• ABOUT THIS EXERCISE:
Search the entries for the word "example" and return every line where it is found.

• Saved entries:
▬▬▬

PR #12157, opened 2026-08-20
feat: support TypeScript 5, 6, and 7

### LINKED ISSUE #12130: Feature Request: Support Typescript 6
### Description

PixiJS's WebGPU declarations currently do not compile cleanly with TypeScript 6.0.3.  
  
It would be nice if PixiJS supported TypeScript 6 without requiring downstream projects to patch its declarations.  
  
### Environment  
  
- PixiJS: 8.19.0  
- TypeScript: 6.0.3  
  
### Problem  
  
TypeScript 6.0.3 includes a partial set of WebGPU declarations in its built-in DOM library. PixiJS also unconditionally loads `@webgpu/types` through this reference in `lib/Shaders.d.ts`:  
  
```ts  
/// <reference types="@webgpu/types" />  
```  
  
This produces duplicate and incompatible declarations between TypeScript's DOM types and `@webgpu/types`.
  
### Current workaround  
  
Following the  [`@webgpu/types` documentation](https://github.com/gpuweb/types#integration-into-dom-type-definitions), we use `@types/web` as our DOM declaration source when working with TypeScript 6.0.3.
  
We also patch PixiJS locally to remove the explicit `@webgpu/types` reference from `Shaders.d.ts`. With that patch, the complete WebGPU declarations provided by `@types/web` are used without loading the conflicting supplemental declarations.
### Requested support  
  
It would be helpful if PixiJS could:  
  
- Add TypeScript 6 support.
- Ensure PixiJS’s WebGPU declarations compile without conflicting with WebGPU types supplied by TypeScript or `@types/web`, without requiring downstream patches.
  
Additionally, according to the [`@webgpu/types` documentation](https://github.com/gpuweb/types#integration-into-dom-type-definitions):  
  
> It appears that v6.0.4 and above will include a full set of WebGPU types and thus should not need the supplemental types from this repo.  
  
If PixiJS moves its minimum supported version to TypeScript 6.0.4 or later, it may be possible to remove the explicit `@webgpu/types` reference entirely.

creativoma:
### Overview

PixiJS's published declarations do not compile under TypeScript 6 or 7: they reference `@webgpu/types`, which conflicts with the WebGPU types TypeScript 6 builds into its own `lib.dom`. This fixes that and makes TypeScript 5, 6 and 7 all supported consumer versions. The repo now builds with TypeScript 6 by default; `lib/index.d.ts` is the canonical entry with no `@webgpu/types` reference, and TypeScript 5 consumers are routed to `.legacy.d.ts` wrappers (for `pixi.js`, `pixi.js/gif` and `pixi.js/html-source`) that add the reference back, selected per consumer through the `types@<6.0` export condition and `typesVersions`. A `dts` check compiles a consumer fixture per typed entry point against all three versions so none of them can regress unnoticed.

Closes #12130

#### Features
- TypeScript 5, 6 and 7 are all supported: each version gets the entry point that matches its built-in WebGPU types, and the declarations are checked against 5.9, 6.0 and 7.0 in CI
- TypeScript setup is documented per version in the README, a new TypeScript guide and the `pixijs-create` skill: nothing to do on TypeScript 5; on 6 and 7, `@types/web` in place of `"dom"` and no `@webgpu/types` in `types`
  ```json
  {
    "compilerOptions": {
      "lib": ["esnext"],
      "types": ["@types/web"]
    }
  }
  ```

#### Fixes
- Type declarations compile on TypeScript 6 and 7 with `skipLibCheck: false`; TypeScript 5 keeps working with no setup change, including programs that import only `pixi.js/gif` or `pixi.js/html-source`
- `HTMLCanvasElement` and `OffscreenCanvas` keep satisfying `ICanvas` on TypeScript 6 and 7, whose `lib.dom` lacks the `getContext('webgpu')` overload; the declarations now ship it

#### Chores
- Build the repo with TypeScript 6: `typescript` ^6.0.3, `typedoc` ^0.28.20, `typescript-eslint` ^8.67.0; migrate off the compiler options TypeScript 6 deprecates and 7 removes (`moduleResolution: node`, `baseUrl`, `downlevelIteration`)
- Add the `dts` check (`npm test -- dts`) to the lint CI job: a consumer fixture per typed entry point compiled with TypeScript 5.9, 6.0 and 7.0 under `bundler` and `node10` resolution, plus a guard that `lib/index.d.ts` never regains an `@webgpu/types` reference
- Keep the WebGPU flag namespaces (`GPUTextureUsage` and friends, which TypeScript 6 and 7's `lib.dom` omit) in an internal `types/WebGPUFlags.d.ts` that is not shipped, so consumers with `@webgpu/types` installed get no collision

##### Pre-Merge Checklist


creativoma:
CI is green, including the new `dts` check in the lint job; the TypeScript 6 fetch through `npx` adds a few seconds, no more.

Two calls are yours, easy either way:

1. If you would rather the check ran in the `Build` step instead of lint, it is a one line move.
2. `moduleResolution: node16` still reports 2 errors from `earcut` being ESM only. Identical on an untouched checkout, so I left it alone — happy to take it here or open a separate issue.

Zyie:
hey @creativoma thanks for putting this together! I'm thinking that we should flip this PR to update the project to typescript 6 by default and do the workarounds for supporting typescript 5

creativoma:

▬▬▬

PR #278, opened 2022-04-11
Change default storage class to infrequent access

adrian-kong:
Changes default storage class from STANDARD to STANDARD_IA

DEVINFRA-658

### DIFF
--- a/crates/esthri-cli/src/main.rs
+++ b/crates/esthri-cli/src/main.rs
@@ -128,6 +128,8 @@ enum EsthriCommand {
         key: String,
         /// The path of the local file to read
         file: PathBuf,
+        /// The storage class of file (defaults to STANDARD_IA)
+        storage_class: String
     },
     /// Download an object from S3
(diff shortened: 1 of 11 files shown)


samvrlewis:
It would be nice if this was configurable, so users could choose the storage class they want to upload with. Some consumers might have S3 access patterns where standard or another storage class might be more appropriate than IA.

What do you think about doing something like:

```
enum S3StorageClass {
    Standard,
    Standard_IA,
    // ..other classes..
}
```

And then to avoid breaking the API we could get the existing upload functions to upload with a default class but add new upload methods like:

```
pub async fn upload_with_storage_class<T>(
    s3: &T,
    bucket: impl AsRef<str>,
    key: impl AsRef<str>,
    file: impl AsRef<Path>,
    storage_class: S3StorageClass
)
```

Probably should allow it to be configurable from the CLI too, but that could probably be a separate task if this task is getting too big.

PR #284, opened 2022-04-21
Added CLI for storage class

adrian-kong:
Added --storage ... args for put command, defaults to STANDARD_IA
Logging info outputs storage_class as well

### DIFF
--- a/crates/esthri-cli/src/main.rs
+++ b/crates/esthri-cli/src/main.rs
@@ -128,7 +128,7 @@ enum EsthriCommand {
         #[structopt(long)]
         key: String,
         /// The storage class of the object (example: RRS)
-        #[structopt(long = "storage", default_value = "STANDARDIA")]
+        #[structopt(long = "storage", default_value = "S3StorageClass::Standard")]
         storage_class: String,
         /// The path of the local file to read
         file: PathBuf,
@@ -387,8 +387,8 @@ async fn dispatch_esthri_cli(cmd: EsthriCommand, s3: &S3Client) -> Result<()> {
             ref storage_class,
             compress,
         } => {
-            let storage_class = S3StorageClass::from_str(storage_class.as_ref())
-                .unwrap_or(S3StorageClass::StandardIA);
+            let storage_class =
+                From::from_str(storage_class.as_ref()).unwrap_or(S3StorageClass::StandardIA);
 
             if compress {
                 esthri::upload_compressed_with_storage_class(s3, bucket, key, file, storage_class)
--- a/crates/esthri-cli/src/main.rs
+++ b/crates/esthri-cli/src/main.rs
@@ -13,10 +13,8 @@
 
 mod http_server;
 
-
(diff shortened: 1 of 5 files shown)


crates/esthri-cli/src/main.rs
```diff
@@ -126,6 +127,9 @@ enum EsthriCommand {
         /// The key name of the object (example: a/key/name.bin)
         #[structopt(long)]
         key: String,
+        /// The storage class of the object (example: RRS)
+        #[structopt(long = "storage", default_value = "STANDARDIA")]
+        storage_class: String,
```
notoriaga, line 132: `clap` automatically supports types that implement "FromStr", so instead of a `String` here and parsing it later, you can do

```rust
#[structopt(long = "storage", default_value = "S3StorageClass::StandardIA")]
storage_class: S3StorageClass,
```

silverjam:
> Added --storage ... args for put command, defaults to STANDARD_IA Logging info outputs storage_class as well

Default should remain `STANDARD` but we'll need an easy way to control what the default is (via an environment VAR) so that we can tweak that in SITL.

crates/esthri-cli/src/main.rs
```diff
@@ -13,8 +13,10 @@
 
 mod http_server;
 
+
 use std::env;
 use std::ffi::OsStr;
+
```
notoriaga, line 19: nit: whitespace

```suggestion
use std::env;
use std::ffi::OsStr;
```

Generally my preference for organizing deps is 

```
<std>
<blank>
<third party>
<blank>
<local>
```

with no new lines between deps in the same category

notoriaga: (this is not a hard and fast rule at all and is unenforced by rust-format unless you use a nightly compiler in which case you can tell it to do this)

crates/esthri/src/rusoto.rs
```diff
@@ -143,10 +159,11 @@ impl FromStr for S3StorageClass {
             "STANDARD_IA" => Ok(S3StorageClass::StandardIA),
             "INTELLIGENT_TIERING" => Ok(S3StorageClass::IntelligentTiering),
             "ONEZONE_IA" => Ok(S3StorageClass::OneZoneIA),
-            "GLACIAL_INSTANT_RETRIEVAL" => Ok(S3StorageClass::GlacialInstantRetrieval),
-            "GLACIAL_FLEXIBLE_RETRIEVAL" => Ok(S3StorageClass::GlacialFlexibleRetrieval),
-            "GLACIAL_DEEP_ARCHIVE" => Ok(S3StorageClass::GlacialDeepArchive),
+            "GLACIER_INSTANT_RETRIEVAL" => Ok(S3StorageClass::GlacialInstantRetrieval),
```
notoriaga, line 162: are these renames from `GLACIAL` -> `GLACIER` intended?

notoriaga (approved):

▬▬▬

• TASK ANSWER:
         /// The storage class of the object (example: RRS)
         /// The key name of the object (example: a/key/name.bin)
+        /// The storage class of the object (example: RRS)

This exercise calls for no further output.